## DATA LISTING

----------------

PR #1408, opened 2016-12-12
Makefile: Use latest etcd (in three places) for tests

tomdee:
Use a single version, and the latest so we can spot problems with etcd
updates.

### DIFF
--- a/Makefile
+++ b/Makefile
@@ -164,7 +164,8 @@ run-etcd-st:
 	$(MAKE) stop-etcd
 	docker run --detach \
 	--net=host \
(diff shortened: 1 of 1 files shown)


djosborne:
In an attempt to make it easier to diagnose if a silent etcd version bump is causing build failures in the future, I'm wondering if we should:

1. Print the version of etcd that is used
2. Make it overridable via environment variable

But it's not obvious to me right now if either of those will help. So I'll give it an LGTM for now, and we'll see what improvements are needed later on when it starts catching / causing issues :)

----------------

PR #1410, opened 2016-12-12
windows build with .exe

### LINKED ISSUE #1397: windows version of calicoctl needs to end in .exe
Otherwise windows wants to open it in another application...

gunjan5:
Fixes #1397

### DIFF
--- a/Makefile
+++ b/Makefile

----------------

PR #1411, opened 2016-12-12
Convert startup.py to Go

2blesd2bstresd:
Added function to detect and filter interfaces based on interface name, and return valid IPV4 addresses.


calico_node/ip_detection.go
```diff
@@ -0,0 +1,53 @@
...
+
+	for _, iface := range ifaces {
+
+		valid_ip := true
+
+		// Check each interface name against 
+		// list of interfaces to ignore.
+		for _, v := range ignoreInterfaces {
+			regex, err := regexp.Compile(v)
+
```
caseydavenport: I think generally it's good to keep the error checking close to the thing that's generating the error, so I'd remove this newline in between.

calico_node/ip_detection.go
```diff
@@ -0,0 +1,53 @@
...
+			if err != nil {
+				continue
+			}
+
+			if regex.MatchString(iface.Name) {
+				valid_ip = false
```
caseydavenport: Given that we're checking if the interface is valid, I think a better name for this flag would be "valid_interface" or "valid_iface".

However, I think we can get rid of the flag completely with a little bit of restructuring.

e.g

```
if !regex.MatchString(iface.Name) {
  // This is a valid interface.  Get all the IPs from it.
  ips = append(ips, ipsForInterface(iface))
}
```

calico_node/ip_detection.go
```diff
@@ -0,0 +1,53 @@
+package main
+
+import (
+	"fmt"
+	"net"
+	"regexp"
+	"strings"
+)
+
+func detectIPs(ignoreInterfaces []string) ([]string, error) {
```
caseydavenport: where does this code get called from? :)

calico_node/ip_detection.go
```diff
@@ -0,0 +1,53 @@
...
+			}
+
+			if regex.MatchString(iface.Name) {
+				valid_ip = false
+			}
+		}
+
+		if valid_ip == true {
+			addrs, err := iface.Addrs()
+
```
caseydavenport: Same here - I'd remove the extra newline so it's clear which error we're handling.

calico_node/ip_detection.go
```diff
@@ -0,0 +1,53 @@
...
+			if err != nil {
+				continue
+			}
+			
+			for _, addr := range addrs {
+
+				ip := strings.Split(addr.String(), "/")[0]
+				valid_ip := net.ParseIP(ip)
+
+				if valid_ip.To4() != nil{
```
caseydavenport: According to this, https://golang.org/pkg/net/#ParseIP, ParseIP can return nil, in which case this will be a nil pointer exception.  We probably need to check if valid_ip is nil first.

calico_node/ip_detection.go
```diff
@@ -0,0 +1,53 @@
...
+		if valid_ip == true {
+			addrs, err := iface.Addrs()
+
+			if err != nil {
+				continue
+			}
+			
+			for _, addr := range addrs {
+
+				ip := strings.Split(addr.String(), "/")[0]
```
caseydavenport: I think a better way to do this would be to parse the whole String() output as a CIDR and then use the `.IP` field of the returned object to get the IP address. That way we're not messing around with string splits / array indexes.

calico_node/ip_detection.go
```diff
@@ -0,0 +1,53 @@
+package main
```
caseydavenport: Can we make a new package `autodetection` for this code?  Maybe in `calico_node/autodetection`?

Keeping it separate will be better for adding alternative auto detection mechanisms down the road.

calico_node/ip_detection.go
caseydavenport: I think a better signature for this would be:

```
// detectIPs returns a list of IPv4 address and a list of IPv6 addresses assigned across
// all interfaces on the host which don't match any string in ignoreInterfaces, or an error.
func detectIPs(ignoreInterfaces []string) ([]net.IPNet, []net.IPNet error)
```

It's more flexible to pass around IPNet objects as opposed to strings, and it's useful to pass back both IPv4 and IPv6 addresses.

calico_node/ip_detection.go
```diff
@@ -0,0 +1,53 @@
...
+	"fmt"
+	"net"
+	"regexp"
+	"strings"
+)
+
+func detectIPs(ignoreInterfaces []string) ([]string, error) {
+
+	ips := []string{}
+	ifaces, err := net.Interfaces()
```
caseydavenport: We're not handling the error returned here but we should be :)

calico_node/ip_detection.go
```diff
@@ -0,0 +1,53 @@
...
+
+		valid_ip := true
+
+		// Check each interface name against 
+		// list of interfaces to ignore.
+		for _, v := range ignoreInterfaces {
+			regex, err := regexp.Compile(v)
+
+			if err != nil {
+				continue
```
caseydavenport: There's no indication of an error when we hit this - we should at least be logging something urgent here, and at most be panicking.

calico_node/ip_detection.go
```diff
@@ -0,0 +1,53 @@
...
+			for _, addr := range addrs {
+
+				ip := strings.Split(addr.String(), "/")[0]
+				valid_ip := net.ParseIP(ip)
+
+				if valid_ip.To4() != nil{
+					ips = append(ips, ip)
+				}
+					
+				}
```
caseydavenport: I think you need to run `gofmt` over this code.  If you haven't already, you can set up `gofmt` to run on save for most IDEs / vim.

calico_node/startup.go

----------------

Every line containing the string "code" should be pulled from the listing and copied.

## RESPONSE TO THE TASK
caseydavenport: where does this code get called from? :)
caseydavenport: Can we make a new package `autodetection` for this code?  Maybe in `calico_node/autodetection`?
caseydavenport: I think you need to run `gofmt` over this code.  If you haven't already, you can set up `gofmt` to run on save for most IDEs / vim.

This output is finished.